Lower-than-Expected Billings
Calculated billings were slightly below expectations, attributed to seasonality and timing of deal closures.
Company Guidance
During the Intapp Fiscal Third Quarter 2025 Webcast, the company provided guidance for both the fiscal fourth quarter and the full year 2025. For the fourth quarter, Intapp expects SaaS revenue between $89 million and $90 million, representing a year-over-year growth of 26% to 27%. Total revenue is anticipated to be in the range of $131.5 million to $132.5 million, with non-GAAP operating income between $20 million and $21 million. Non-GAAP EPS is projected to be $0.22 to $0.24, based on approximately 85 million common shares outstanding. For the full fiscal year 2025, Intapp forecasts SaaS revenue between $330.8 million and $331.8 million, indicating a 28% year-over-year growth. Total revenue is expected to range from $500.6 million to $501.6 million, with non-GAAP operating income between $74.3 million and $75.3 million. The company also anticipates non-GAAP EPS of $0.88 to $0.90, using a diluted share count of approximately 84 million common shares outstanding.
Glossary
OutperformA stock rated as "Outperform" is expected to perform better than the overall market or a specific benchmark over the near-to-medium term. This rating suggests that the stock is likely to deliver higher returns compared to the average returns of other stocks in the same sector or market index. Investors might consider this stock a good buying opportunity.
NeutralA stock rated as "Neutral" is expected to perform in line with the overall market or a specific benchmark. This rating indicates that the stock is neither particularly attractive nor unattractive for investment. Investors may consider holding onto the stock, as it is not expected to either significantly outperform or underperform the market.
UnderperformA stock rated as "Underperform" is expected to perform worse than the overall market or a specific benchmark over the near-to-medium term.
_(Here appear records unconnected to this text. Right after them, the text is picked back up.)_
Issue #336, opened 2023-10-07
Create `mars-types` and `mars-adapters` crates


larry0x:
Currently, we have type definitions (such as `ExecuteMsg`s and `QueryMsg`s) scattered in multiple locations:

- `mars-red-bank-types` crate
- `mars-rover-types` crate
- `mars-health-types` crate
- in `contracts/params/src/types`

These can be coalesced into a single `mars-types` repo as a single source of truth for all type definitions.

Similar with the "adapter" objects, we can create a single `mars-adapters` crate for all of them.

PR #339, opened 2023-10-12
Create `mars-types` crate

larry0x:
Closes: #336

Create a `mars-types` crate as the single source of truth for all type definitions.

Three crates are merged into `mars-types` and deleted:

- `mars-account-nft-types`
- `mars-rover-health-types`
- `mars-rover`

There are 3 instances of duplicate codes which have been fixed (leaving only one copy):

- `mars_rover::adapters::swap` and `mars_red_bank_types::swapper`
- `mars_rover::reentrancy_guard` and `mars_utils::guard`
- `mars_rover::msg` and `mars_red_bank_types::rewards_collector::credit_manager`

The table below compares the previous locations of contents & their locations now:

| Previous                       | Now                                         |
| ------------------------------ | ------------------------------------------- |
| `mars_account_nft_types`       | `mars_types::account_nft`                   |
| `mars_params::types`           | `mars_types::params` (#338)                 |
| `mars_red_bank_types`          | `mars_types`                                |
| `mars_rover_health_types`      | `mars_types::health`                        |
| `mars_rover::adapters`         | `mars_types::adapters`                      |
| `mars_rover::coins`            | deleted (use `cosmwasm_std::Coins` instead) |
| `mars_rover::error`            | `mars_credit_manager::error`                |
| `mars_rover::msg`              | `mars_types::credit_manager`                |
| `mars_rover::reentrancy_guard` | deleted (use `mars_utils::Guard` instead)   |
| `mars_rover::traits`           | `mars_types::traits`                        |
| `mars_zapper_base::msg`        | `mars_types::zapper`                        |


contracts/account-nft/src/execute.rs
```diff
@@ -6,10 +6,12 @@ use cw721_base::{
...
     OwnershipError::{NoOwner, NotOwner},
 };
-use mars_account_nft_types::nft_config::NftConfigUpdates;
-use mars_red_bank_types::oracle::ActionKind;
-use mars_rover::msg::QueryMsg;
-use mars_rover_health_types::{HealthValuesResponse, QueryMsg::HealthValues};
+use mars_types::{
+    account_nft::NftConfigUpdates,
+    credit_manager::QueryMsg,
+    health::{AccountKind, HealthValuesResponse, QueryMsg::HealthValues},
```
larry0x, line 12: I don't like how this code imports a single enum variant (importing `QueryMsg::HealthValues` instead of just `QueryMsg`). It's confusing because I think there is another type also named `HealthValues` (or at least a similar name) so it's unclear which one this is. There are numerous such instances in our codebase. Maybe I will fix it later

contracts/credit-manager/src/deposit.rs
```diff
@@ -27,7 +24,7 @@ pub fn deposit(
 
     assert_sent_fund(coin, received_coins)?;
 
-    received_coins.deduct(coin)?;
+    received_coins.sub(coin.clone())?;
```
larry0x, line 27: We created the `Coins` type for use in Rover and later upstreamed the code to cosmwasm-std. However, some function names are different, for example this one. It also takes a `Coin` instead of `&Coin` so we need to clone it

contracts/credit-manager/src/deposit.rs
```diff
@@ -38,7 +35,7 @@ pub fn deposit(
 
 /// Assert that fund of exactly the same type and amount was sent along with a message
 fn assert_sent_fund(expected: &Coin, received_coins: &Coins) -> ContractResult<()> {
-    let received = received_coins.amount(&expected.denom).unwrap_or_else(Uint128::zero);
+    let received = received_coins.amount_of(&expected.denom);
```
larry0x, line 38: `amount_of` defaults to zero if the denom is not found

contracts/credit-manager/src/error.rs
```diff
@@ -180,4 +174,16 @@ pub enum ContractError {
...
+    Coins(#[from] CoinsError),
+
+    #[error(transparent)]
+    Guard(#[from] GuardError),
+
+    #[error(transparent)]
+    Vault(#[from] VaultError),
+
+    #[error(transparent)]
+    Oracle(#[from] OracleError),
```
larry0x, line 188: I moved `mars_rover::error::ContractError` into the credit manager contract (in `mars_credit_manager::error`) instead of into `mars-types` to stay consistent with other contracts. In order to do this I also had to create two more error types `{Vault,Oracle}Error` which are errors that may happen when interacting with a vault or oracle adapter.

contracts/credit-manager/src/update_config.rs
```diff
@@ -1,14 +1,15 @@
 use cosmwasm_std::{to_binary, CosmosMsg, DepsMut, Env, MessageInfo, Response, WasmMsg};
 use cw721_base::Action;
-use mars_account_nft_types::{msg::ExecuteMsg as NftExecuteMsg, nft_config::NftConfigUpdates};
 use mars_owner::OwnerUpdate;
-use mars_rover::{
-    adapters::rewards_collector::RewardsCollector, error::ContractResult,
-    msg::instantiate::ConfigUpdates,
+use mars_types::{
+    account_nft::{ExecuteMsg as NftExecuteMsg, NftConfigUpdates},
```
larry0x, line 5: Here is another coding style I don't like: renaming imports. Instead of renaming this to `NftExecuteMsg` I would just use `account_nft::ExecuteMsg`. But this is out of scope for this PR

packages/types/src/credit_manager/mod.rs
```diff
@@ -0,0 +1,11 @@
+mod execute;
+mod instantiate;
+mod migrate;
+mod query;
+mod reply;
```
larry0x, line 5: In the original `mars-rover` crate, these are

```rust
pub mod execute;
pub mod instantiate;
pub mod migrate;
pub mod query;
pub mod reply;
```

I removed the `pub mod`, leaving just `mod`. This is because otherwise there is ambiguity in how you import a type:

```rust
// you can either import like this
use mars_types::credit_manager::execute::ExecuteMsg;
// or like this
use mars_types::credit_manager::ExecuteMsg;
```

Typically we want there to be only one way to do something.

packages/types/src/health/mod.rs
```diff
@@ -1,5 +1,6 @@
 mod account;
 mod error;
+#[allow(clippy::module_inception)]
 mod health;
```
larry0x, line 4: This clippy rule basically says we can't have a module named `health` inside a module also named `health`. I think this is a non-issue so ignoring it

contracts/credit-manager/src/error.rs
piobab: I like `transparent` usage

larry0x: `transparent` and `{0}` means exactly the same but the docs recommends `transparent`

contracts/credit-manager/src/state.rs
```diff
@@ -26,7 +26,7 @@ pub const INCENTIVES: Item<Incentives> = Item::new("incentives");
 // Config
 pub const OWNER: Owner = Owner::new("owner");
 pub const MAX_UNLOCKING_POSITIONS: Item<Uint128> = Item::new("max_unlocking_positions");
-pub const REENTRANCY_GUARD: ReentrancyGuard = ReentrancyGuard::new("reentrancy_guard");
+pub const REENTRANCY_GUARD: Guard = Guard::new("reentrancy_guard");
```
piobab, line 29: `ReentrancyGuard` had some logs in Response but I think it is not big problem.

larry0x: Yes it emits a single event attribute. I added it in the credit manager contract.

piobab (approved):
Great job! LGTM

This rating suggests that the stock may deliver lower returns compared to the average returns of other stocks in the same sector or market index. Investors might consider selling the stock or avoiding it as an investment.

Disclaimer

This AI Analyst Stock Report is automatically generated by our AI systems using advanced algorithms and publicly available financial, technical, and market data. While the information provided aims to be accurate and insightful, it is intended for informational purposes only and should not be considered financial advice. Any content created by an AI (Artificial Intelligence) system may contain inaccuracies and/or contain errors. Investing in stocks carries inherent risks, and past performance is not indicative of future results. This report does not account for your personal financial circumstances, objectives, or risk tolerance. Always conduct your own research or consult with a qualified financial advisor before making investment decisions. The analysis and recommendations provided are based on historical and current data and may not fully reflect future market conditions or unexpected developments. Neither the creators of this report nor its affiliated entities guarantee the accuracy, completeness, or reliability of the information presented. Use this report at your own discretion and risk.